In econometrics one often gets the feeling that many of its practitioners think of it as a kind of automatic inferential machine: input data and out comes casual knowledge. This is like pulling a rabbit from a hat. Great — but first you have to put the rabbit in the hat. And this is where assumptions come in to the picture.
As social scientists — and economists — we have to confront the all-important question of how to handle uncertainty and randomness. Should we equate randomness with probability? If we do, we have to accept that to speak of randomness we also have to presuppose the existence of nomological probability machines, since probabilities cannot be spoken of – and actually, to be strict, do not at all exist – without specifying such system-contexts.
Accepting a domain of probability theory and a sample space of “infinite populations” — which is legion in modern econometrics — also implies that judgments are made on the basis of observations that are actually never made! Infinitely repeated trials or samplings never take place in the real world. So that cannot be a sound inductive basis for a science with aspirations of explaining real-world socio-economic processes, structures or events. It’s not tenable.
In his book Statistical Models and Causal Inference: A Dialogue with the Social Sciences David Freedman touches on this fundamental problem, arising when you try to apply statistical models outside overly simple nomological machines like coin tossing and roulette wheels:
Lurking behind the typical regression model will be found a host of such assumptions; without them, legitimate inferences cannot be drawn from the model. There are statistical procedures for testing some of these assumptions. However, the tests often lack the power to detect substantial failures. Furthermore, model testing may become circular; breakdowns in assumptions are detected, and the model is redefined to accommodate.

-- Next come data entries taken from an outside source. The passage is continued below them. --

PR #150, opened 2024-04-23
fix: delete all old patch artifacts on successful boot

bryanoltman:
## Description

On successful boot, deletes all patch artifacts belonging to patches older than the successfully booted patch.

Also changes `record_boot_success_for_patch` to `record_boot_success`, as the patch manager now knows which patch we're recording success for.

Fixes https://github.com/shorebirdtech/updater/issues/147

## Type of Change

- [ ] 🧹 Code refactor
- [ ] 📝 Documentation
- [ ] 🗑️ Chore

### DIFF
--- a/library/src/cache/patch_manager.rs
+++ b/library/src/cache/patch_manager.rs
@@ -837,6 +837,7 @@ mod fall_back_tests {
         manager.add_patch_for_test(&temp_dir, 1)?;
 
         // Start booting from patch 1.
+        manager.record_boot_start_for_patch(1)?;
 
         // Download patch 2 before patch 1 finishes booting.
         manager.add_patch_for_test(&temp_dir, 2)?;
--- a/library/src/cache/patch_manager.rs
+++ b/library/src/cache/patch_manager.rs
@@ -195,25 +195,30 @@ impl PatchManager {
             .with_context(|| format!("Failed to delete patch dir {}", &patch_dir.display()))
     }
 
-    /// Attempts to use the last successfully booted patch as the next boot patch. If the last successfully
-    /// booted patch is not bootable or has the same number as the patch we're falling back from, we clear it.
-    fn try_fall_back_to_last_booted_patch(&mut self) {
-        if let Some(next_boot_patch) = self.patches_state.next_boot_patch {
-            // If we have a next_boot_patch that we're falling back from, delete its artifacts.
-            let _ = self.delete_patch_artifacts(next_boot_patch.number);
-            self.patches_state.next_boot_patch = None;
+    /// Deletes artifacts for the provided bad_patch_number and attempts to set the next_boot_patch to the last
+    /// successfully booted patch. If the last successfully booted patch is not bootable or has the same number
+    /// as the patch we're falling back from, we clear it as well.
+    fn try_fall_back_from_patch(&mut self, bad_patch_number: usize) {
+        let _ = self.delete_patch_artifacts(bad_patch_number);
 
-            if let Some(last_boot_patch) = self.patches_state.last_booted_patch {
-                if last_boot_patch.number == next_boot_patch.number {
-                    // If the last booted patch is the same as the next boot patch, clear it.
-                    self.patches_state.last_booted_patch = None;
+        if let Some(next_boot_patch) = self.patches_state.next_boot_patch {
+            // If our next boot patch is bad_patch_number, clear it.
+            if next_boot_patch.number == bad_patch_number {
+                self.patches_state.next_boot_patch = None;
+
+                // If the last booted patch is the same as the next boot patch, clear it.
+                if let Some(last_boot_patch) = self.patches_state.last_booted_patch {
+                    if last_boot_patch.number == bad_patch_number {
+                        self.patches_state.last_booted_patch = None;
+                    }
                 }
             }
         }
 
+        // If we think we can still boot from the last booted patch, set it as the next_boot_patch.
+        // If something happened to render the last boot patch unbootable, clear it and delete its artifacts.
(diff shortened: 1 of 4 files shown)


library/src/cache/patch_manager.rs
```diff
@@ -70,7 +70,7 @@ pub trait ManagePatches {
 
     /// Records that the patch with number patch_number booted successfully and is
     /// safe to use for future boots.
-    fn record_boot_success_for_patch(&mut self, patch_number: usize) -> Result<()>;
+    fn record_boot_success(&mut self) -> Result<()>;
```
eseidel, line 73: That means this is moving from being a "stateless" to "stateful" api, which may be fine.  But probably as part of that you'd want the patch_manager to always be created with a specific current_patch?  And then never allow that to be changed?

Otherwise you might have the problem of not easily being able to intuit from the call sites as to what "current_patch" they're affecting?

library/src/cache/patch_manager.rs
```diff
@@ -275,6 +275,19 @@ impl PatchManager {
             }
         }
     }
+
+    /// Deletes all patch artifacts with numbers less than patch_number.
+    fn delete_patch_artifacts_older_than(&mut self, patch_number: usize) -> Result<()> {
```
eseidel, line 280: We've talked about moving away from patch_number (which I think it just a name?) to some sort of patch_id?  Obviously that's not the state today.  Obviously we will still need some way to compare them by order.

library/src/cache/patch_manager.rs
```diff
@@ -275,6 +275,19 @@ impl PatchManager {
...
+        for entry in std::fs::read_dir(self.patches_dir())? {
+            let entry = entry?;
+            let number = entry.file_name().to_string_lossy().parse::<usize>()?;
+            if number < patch_number {
+                let _ = self.delete_patch_artifacts(number);
+            }
```
eseidel, line 286: Do you want this API to just delete all others? Is there ever a case where you want to keep around "newer" ones?

library/src/cache/patch_manager.rs
```diff
@@ -367,28 +380,14 @@ impl ManagePatches for PatchManager {
...
-            );
-        }
-
-        if let Some(current_patch) = self.patches_state.last_booted_patch {
-            if current_patch.number != patch_number {
-                // If we now have a new last_booted_patch, delete the old one's artifacts.
-                let _ = self.delete_patch_artifacts(current_patch.number);
-            }
-        }
+            .last_attempted_patch
```
eseidel, line 386: Is "last_attempted_patch" the "current patch"?

library/src/cache/patch_manager.rs
bryanoltman: I'm not sure I recall – was this to allow iOS and Android to each have sequential patch numbers?

library/src/cache/patch_manager.rs
bryanoltman: We want to keep around newer patches. Consider:

1. We start booting patch 2
2. While booting (i.e., in between boot start and boot success), we download and inflate patch 3
3. We finish booting patch 2

Deleting all other patch artifacts would delete patch 3, and because we've "seen" patch 3, we would never try to download it again (it would be considered "bad").

Adding a comment.

library/src/cache/patch_manager.rs
bryanoltman: In this state, yes. This is the implementation of the `ManagePatches` trait, so all of the docs are above.

library/src/cache/patch_manager.rs
eseidel: To allow them to have the same patch number I believe.

library/src/cache/patch_manager.rs
```diff
@@ -277,6 +277,27 @@ impl PatchManager {
...
+    /// 1. We start booting patch 2
+    /// 2. While booting (i.e., in between boot start and boot success), we download and inflate patch 3
+    /// 3. We finish booting patch 2
+    ///
+    /// Deleting all other patch artifacts would delete patch 3, and because we've "seen" patch 3,
+    /// we would never try to download it again (it would be considered "bad").
+    fn delete_patch_artifacts_older_than(&mut self, patch_number: usize) -> Result<()> {
+        for entry in std::fs::read_dir(self.patches_dir())? {
+            let entry = entry?;
+            let number = entry.file_name().to_string_lossy().parse::<usize>()?;
```
eseidel, line 293: What happens if they ended up with junk in this directory?

library/src/cache/patch_manager.rs
```diff
@@ -369,28 +390,14 @@ impl ManagePatches for PatchManager {
...
-                // If we now have a new last_booted_patch, delete the old one's artifacts.
-                let _ = self.delete_patch_artifacts(current_patch.number);
-            }
-        }
+            .last_attempted_patch
+            .context("No last_attempted_patch")?;
 
-        self.patches_state.last_booted_patch = Some(next_boot_patch);
+        self.patches_state.last_booted_patch = Some(boot_patch);
+        let _ = self.delete_patch_artifacts_older_than(boot_patch.number);
```
eseidel, line 400: perhaps document why we're ignoring the error?

eseidel (approved):

library/src/cache/patch_manager.rs
bryanoltman: Yep, that's what I meant. I think the shift from "patch number as identifier" to some other ordered patch identifier will be pretty straightforward (maybe just `platformN` for patch number `N` on `platform`?) but definitely a bigger project than what I'm doing here.

eseidel (approved):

In short, hiding the problems can become a major goal of model building.Making outlandish statistical assumptions does not provide a solid ground for doing relevant social science.
Using models to make predictions of the future, or the results of interventions, would be a valuable corrective. Testing the model on a variety of data sets – rather than fitting refinements over and over again to the same data set – might be a good second-best … Built into the equation is a model for non-discriminatory behavior: the coefficient d vanishes. If the company discriminates, that part of the model cannot be validated at all.

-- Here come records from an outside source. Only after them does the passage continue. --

PR #151, opened 2024-04-24
docs: update state machine description in readme

bryanoltman:
## Description

Updates the README to reflect the current state of the Updater state machines.

## Type of Change

- [ ] 🧹 Code refactor
- [x] 📝 Documentation
- [ ] 🗑️ Chore

### DIFF
--- a/library/README.md
+++ b/library/README.md
@@ -124,9 +124,9 @@ NDK_HOME=$HOME/Documents/GitHub/engine/src/third_party/android_tools/ndk cargo n
 #### Boot State Machine
 
 This state machine tracks the process of the engine starting up, with or without
-a patch. These state transitions happen with or without a patch, but in the
-context of the updater, we only care about the case where we are booting from
-a patch.
+a patch. These state transitions happen whether or not a new patch is available,
+but in the context of the updater, we only care about the case where we are
+booting from a patch.
 
 The patch boot state is internal to the PatchManager and stored on disk in
 `patches_state.json`. It contains three fields, all of which are Optional
--- a/library/README.md
+++ b/library/README.md
@@ -119,29 +119,84 @@ NDK_HOME=$HOME/Documents/GitHub/engine/src/third_party/android_tools/ndk cargo n
 - Updates must be applied in order.
 - Updates are applied in a single transaction.
 
-### Update State Machine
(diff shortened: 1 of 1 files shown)


library/README.md
```diff
@@ -119,35 +125,90 @@ NDK_HOME=$HOME/Documents/GitHub/engine/src/third_party/android_tools/ndk cargo n
...
+- last_attempted_patch: The last patch that we attempted to boot.
+- next_boot_patch: The next patch that we will attempt to boot.
+
+This state machine has the following states. It can only move forward through
+them.
+
+1. Ready - The engine is initialized but has not started booting yet.
+2. Booting - The engine has started booting.
+3. Success - The engine successfully booted.
+4. Failure - The engine failed to boot.
```
eseidel, line 151: Is this actually recorded in an enum?  (if not that might be a next step, or worth commenting).

library/README.md
```diff
@@ -119,35 +125,90 @@ NDK_HOME=$HOME/Documents/GitHub/engine/src/third_party/android_tools/ndk cargo n
...
+- `record_launch_failure`: Moves from Booting to Failure
+  - next_boot_patch artifacts are deleted.
+  - next_boot_patch is set to either:
+    - last_boot_patch if it is still valid, or
+    - None, if last_boot_patch is None or invalid.
+
+These are effectively no-ops if we are not booting from a patch.
+
+We assume that this state machine will have advanced at least as far as the
+Booting state before the Patch Check State Machine (below) is started.
```
eseidel, line 171: Is any call to an earlier method an error?  Should it be?

eseidel (approved):
This is fantastic!  I think the code should just do this now and would be more clear. :)

library/README.md
bryanoltman: Added an assumptions list at the bottom and specifically called out that PatchManager state is implicit, but should be more explicit.

library/README.md
bryanoltman: This also became part of the "not enforced but should be" assumptions list above.

bryanoltman:
> I think the code should just do this now and would be more clear

It does :) I think the fact that _that_ isn't clear should probably be addressed though 🙃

Regression models are widely used by social scientists to make causal inferences; such models are now almost a routine way of demonstrating counterfactuals. However, the “demonstrations” generally turn out to depend on a series of untested, even unarticulated, technical assumptions. Under the circumstances, reliance on model outputs may be quite unjustified. Making the ideas of validation somewhat more precise is a serious problem in the philosophy of science. That models should correspond to reality is, after all, a useful but not totally straightforward idea – with some history to it. Developing appropriate models is a serious problem in statistics; testing the connection to the phenomena is even more serious …
In our days, serious arguments have been made from data. Beautiful, delicate theorems have been proved, although the connection with data analysis often remains to be established. And an enormous amount of fiction has been produced, masquerading as rigorous science.